Records excerpted from a collection:
PR #11567, opened 2020-05-13
Fix query tracker tests.

howbazaar:
All of the tests that were using the query tracker were subject to races
in other goroutines that may also be hitting the database. Since the
query tracker was loaded globally onto the state object the fix for
this is to initialize the query tracker with the method that we are
interested in tracking.

For the status tests, this is "client.(*Client).FullStatus" as it needs
to match the string that is found in the traceback.

Prior to this fix using stress-ng would always cause the test to fail,
with the fix I'm unable to cause a race failure. Also the wait for model
idle methods are now not needed as that was an attempt to deal with
the above problem of other goroutines hitting the database. Now that we
are filtering them out, we don't need to wait any more.

## QA steps

```sh
# Run the tests with forced verbose logging to ensure we are getting counts:
go test -check.vv -check.f TestFullStatusMachineScaling 
# observe that we have 19 queries initially

# Run the tests with stress-race in one terminal:
stress-race  -check.f TestFullStatusMachineScaling
# Run stress-ng in another
stress-ng --cpu 8 --io 4 --vm 2 --vm-bytes 128M --fork 4 --timeout 30s
```

## Bug reference

https://bugs.launchpad.net/juju/+bug/1878220

### DIFF
--- a/state/querytracker.go
+++ b/state/querytracker.go
@@ -5,6 +5,7 @@ package state
 
 import (
 	"runtime/debug"
+	"strings"
 	"sync"
 )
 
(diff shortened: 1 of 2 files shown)


state/querytracker.go
```diff
@@ -93,10 +95,13 @@ func (q *queryTracker) TrackRead(collectionName string, query interface{}) {
...
 	defer q.mu.Unlock()
 
-	q.queries = append(q.queries, QueryDetails{
-		Type:           "read",
-		CollectionName: collectionName,
-		Query:          query,
-		Traceback:      string(debug.Stack()),
-	})
+	traceback := string(debug.Stack())
+	if strings.Contains(traceback, q.method) {
```
wallyworld, line 99: Just say the trackback is for FullStatusFoo, it will match I think.
Can we add a delimiter to the q.method string to tighten the match.

howbazaar:
$$merge$$

howbazaar:

PR #11571, opened 2020-05-13
Prefer netplan over ENI when both exist.

howbazaar:
The OpenStack team encountered a problem during the dist-upgrade process. Upgrading from xenial to bionic all worked in general, but has new netplan but also as if up/down installed.

When trying to create a container on a bionic instance that also had if up/down installed, juju made the wrong decision. The intent here is to prefer netplan over the old ENI approach if both netplan and older tools are installed.

Backport of #11564.


howbazaar:
$$merge$$

PR #11702, opened 2020-06-11
Remove corresponding instanceData when machine is removed.

hmlanigan:
## Description of change

Found during test of a different bug, instanceDataDoc for a machine is not removed when the machine is removed.  The MachineSuite.TestRemoves checked that the hardware characteristic data was no longer there after a machine was removed, however the data wasn't set to begin with due to lack of machine.SetProvisioned().

## QA steps

```sh
juju bootstrap
juju add-machine
juju remove-machine 0
juju-db.bash
juju:PRIMARY> db.instanceData.find()
```

Only the instance data for the controller should be seen.

### DIFF
--- a/state/machine.go
+++ b/state/machine.go
@@ -291,6 +291,16 @@ func getInstanceData(st *State, id string) (instanceData, error) {
 	return instData, nil
 }
 
+// removeInstanceDataOp returns the operation needed to remove the
+// instance data document associated with the given globalKey.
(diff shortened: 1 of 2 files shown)


hmlanigan:
Reproduced with aws and the wrench, updating qa steps

hpidcock:
$$merge$$

SimonRichardson:
$$merge$$

> worker_test.go:736: WorkerSuite.TestRemoveWorkloadApplicationWaitsForResources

▶ **Task goal**
Every line in the records that holds the word "match" should be copied into the answer.

▶ **Exercise result**
to match the string that is found in the traceback.
wallyworld, line 99: Just say the trackback is for FullStatusFoo, it will match I think.
Can we add a delimiter to the q.method string to tighten the match.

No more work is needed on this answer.